● **Activity**
Go through the data and report each line that holds the string "interactive".

● **Task inputs**

• • • • •

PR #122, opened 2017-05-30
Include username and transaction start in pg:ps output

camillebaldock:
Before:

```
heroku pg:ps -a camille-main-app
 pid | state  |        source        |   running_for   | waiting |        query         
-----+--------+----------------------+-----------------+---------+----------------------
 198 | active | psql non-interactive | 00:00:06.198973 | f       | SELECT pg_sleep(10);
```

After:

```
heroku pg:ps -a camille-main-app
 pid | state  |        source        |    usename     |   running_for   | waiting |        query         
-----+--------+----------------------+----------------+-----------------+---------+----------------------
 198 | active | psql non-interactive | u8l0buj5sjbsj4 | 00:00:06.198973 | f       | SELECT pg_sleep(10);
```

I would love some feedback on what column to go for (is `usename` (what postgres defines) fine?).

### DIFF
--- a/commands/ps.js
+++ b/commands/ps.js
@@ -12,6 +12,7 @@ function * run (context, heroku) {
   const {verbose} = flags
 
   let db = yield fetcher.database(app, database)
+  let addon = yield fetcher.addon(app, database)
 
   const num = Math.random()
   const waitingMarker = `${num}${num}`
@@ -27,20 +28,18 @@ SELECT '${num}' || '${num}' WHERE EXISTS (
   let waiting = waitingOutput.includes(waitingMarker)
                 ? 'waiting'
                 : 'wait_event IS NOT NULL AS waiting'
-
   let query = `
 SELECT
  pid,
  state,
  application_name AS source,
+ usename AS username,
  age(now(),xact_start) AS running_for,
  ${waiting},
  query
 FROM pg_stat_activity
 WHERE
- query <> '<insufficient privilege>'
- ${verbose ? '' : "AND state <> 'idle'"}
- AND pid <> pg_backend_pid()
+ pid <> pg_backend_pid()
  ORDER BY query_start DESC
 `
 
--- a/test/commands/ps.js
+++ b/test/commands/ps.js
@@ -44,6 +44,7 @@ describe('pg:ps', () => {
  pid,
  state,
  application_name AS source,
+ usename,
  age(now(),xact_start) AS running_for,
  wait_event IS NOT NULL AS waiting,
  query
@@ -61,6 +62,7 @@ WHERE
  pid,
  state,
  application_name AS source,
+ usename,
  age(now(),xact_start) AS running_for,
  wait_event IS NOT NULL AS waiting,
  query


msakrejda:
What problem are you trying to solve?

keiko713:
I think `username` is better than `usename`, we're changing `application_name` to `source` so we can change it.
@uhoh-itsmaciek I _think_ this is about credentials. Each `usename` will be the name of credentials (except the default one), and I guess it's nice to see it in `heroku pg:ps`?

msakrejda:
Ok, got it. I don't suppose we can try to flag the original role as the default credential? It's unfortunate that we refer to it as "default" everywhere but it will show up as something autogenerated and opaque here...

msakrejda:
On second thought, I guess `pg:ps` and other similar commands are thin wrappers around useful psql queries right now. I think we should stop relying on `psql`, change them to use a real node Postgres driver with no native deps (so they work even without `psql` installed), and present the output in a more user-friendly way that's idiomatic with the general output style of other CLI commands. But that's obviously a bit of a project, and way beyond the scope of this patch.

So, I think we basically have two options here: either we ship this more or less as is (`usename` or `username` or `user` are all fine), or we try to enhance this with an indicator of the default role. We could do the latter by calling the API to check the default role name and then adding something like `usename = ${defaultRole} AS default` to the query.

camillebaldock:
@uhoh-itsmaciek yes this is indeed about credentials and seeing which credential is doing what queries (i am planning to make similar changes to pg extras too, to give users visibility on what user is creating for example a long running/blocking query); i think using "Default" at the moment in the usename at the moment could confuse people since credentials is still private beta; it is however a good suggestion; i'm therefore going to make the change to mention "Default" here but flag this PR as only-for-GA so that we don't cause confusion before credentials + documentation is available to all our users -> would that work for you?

• • • • •

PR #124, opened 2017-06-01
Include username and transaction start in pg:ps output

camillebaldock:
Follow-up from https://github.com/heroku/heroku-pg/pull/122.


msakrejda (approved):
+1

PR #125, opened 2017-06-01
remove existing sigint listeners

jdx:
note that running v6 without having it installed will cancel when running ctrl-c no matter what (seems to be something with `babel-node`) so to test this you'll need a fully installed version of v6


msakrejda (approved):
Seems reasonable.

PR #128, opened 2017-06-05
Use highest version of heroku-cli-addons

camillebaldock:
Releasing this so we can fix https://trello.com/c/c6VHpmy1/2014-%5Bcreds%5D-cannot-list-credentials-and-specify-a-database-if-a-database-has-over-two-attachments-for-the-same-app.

• • • • •

● **Response area**
 198 | active | psql non-interactive | 00:00:06.198973 | f       | SELECT pg_sleep(10);
 198 | active | psql non-interactive | u8l0buj5sjbsj4 | 00:00:06.198973 | f       | SELECT pg_sleep(10);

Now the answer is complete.